### Task item
Take every line from the data that has the word "with" in it.
- Opening Delimiter -
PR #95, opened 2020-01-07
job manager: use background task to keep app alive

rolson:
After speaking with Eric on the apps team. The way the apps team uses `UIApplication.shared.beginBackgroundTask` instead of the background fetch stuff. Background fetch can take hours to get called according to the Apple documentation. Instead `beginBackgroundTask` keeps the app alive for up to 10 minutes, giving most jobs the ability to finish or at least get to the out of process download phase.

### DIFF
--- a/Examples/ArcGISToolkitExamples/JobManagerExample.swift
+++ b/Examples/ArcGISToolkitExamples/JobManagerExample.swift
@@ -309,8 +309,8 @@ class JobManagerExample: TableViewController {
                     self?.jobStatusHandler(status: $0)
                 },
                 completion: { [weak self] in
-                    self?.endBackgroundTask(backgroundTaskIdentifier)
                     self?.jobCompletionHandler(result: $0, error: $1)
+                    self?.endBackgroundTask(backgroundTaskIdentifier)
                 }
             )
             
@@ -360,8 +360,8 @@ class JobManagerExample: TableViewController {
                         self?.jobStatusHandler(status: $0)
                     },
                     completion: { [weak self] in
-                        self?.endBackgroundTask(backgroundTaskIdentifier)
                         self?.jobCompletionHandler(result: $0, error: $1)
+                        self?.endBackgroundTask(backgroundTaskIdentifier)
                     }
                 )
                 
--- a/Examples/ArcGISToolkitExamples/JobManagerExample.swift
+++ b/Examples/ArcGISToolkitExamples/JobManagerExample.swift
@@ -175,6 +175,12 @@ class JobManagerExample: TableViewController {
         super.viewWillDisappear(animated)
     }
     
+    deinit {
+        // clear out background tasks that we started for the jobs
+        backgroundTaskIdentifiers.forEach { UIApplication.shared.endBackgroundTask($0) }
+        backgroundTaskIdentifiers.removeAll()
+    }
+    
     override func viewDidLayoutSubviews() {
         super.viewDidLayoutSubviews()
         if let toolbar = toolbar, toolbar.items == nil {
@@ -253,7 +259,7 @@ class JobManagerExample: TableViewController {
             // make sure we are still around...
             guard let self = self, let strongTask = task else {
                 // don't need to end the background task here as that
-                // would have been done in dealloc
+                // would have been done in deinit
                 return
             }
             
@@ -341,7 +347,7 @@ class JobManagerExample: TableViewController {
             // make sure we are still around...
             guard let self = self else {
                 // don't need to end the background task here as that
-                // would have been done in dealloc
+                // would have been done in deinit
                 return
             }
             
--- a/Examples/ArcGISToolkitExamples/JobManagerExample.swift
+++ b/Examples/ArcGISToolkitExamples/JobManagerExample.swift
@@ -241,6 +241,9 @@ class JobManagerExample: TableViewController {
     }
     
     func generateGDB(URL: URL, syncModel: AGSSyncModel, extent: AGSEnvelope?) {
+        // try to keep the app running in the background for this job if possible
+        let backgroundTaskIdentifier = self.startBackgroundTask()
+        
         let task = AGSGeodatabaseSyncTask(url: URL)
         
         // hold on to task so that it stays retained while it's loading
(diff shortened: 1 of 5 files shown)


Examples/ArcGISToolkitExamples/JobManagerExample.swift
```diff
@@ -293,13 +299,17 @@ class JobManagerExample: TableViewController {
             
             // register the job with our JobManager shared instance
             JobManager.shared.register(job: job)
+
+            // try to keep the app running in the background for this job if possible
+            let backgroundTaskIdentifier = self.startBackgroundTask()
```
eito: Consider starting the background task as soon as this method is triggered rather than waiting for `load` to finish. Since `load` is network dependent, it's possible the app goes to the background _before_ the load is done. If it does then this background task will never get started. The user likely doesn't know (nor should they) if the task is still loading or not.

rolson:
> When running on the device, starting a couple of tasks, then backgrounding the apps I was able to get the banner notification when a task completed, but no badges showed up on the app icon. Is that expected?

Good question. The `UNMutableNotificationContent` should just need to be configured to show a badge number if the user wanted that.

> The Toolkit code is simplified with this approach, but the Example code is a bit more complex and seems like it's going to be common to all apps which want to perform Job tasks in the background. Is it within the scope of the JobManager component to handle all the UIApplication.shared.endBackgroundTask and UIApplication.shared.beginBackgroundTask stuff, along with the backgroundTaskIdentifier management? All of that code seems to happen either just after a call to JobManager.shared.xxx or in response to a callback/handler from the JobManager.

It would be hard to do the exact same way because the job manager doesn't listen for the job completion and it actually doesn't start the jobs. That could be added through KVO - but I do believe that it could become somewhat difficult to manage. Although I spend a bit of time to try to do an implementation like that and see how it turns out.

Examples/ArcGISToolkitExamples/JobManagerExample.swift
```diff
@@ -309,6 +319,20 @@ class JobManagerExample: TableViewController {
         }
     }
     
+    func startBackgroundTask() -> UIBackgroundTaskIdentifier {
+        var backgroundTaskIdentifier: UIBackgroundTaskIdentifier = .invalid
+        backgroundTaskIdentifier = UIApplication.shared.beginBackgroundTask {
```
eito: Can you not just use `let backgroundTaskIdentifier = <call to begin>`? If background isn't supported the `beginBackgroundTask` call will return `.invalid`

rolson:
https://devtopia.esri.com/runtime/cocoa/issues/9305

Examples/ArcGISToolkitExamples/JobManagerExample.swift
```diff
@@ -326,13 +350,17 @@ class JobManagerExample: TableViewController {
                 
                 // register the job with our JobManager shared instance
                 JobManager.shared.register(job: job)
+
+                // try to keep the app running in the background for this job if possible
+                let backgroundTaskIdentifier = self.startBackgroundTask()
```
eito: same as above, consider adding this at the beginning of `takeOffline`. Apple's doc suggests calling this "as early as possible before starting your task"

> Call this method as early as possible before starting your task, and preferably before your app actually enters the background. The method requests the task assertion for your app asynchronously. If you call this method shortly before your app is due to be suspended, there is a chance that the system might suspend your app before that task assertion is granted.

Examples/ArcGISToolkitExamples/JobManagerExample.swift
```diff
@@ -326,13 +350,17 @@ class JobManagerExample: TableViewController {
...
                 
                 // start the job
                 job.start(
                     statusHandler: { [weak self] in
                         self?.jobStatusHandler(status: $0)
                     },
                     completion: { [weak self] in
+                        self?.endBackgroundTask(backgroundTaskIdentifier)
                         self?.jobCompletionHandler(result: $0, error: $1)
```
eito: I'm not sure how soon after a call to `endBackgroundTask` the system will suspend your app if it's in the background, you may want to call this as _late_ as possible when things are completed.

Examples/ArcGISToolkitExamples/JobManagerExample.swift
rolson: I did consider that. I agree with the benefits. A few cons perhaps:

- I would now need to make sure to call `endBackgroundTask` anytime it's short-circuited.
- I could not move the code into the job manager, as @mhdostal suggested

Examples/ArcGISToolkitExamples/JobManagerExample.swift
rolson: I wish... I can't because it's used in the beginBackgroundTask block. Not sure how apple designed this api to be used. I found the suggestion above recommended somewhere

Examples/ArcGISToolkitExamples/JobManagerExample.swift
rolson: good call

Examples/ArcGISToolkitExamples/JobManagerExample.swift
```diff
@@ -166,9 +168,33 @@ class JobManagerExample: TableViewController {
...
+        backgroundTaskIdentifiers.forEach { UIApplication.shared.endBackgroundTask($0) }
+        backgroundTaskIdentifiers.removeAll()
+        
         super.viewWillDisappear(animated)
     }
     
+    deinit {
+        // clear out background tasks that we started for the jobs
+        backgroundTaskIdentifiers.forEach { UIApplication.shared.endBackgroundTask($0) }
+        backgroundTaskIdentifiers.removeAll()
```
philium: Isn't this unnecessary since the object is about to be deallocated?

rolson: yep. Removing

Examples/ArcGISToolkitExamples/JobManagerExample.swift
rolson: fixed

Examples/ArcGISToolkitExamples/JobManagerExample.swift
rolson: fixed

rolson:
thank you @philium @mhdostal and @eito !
- Closing Delimiter -
- Opening Delimiter -
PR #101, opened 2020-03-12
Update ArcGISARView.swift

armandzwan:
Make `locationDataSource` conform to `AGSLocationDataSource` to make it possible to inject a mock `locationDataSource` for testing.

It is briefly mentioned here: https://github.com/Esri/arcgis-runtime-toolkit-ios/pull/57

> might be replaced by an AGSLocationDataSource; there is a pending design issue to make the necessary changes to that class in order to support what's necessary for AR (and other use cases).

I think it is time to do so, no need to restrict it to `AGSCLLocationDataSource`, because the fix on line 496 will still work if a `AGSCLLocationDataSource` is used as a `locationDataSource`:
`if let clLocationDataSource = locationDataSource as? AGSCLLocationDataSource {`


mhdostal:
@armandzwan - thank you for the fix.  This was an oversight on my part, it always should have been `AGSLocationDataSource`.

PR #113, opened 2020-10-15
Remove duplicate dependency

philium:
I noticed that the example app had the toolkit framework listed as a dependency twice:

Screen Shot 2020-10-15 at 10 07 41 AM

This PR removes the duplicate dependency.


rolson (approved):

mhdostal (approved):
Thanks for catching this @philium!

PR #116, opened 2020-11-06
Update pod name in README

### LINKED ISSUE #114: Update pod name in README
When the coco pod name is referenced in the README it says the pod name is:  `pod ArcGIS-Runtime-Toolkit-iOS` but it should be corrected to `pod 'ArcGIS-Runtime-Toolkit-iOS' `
- Closing Delimiter -
### Exercise response
After speaking with Eric on the apps team. The way the apps team uses `UIApplication.shared.beginBackgroundTask` instead of the background fetch stuff. Background fetch can take hours to get called according to the Apple documentation. Instead `beginBackgroundTask` keeps the app alive for up to 10 minutes, giving most jobs the ability to finish or at least get to the out of process download phase.
             // register the job with our JobManager shared instance
> The Toolkit code is simplified with this approach, but the Example code is a bit more complex and seems like it's going to be common to all apps which want to perform Job tasks in the background. Is it within the scope of the JobManager component to handle all the UIApplication.shared.endBackgroundTask and UIApplication.shared.beginBackgroundTask stuff, along with the backgroundTaskIdentifier management? All of that code seems to happen either just after a call to JobManager.shared.xxx or in response to a callback/handler from the JobManager.
                 // register the job with our JobManager shared instance
rolson: I did consider that. I agree with the benefits. A few cons perhaps:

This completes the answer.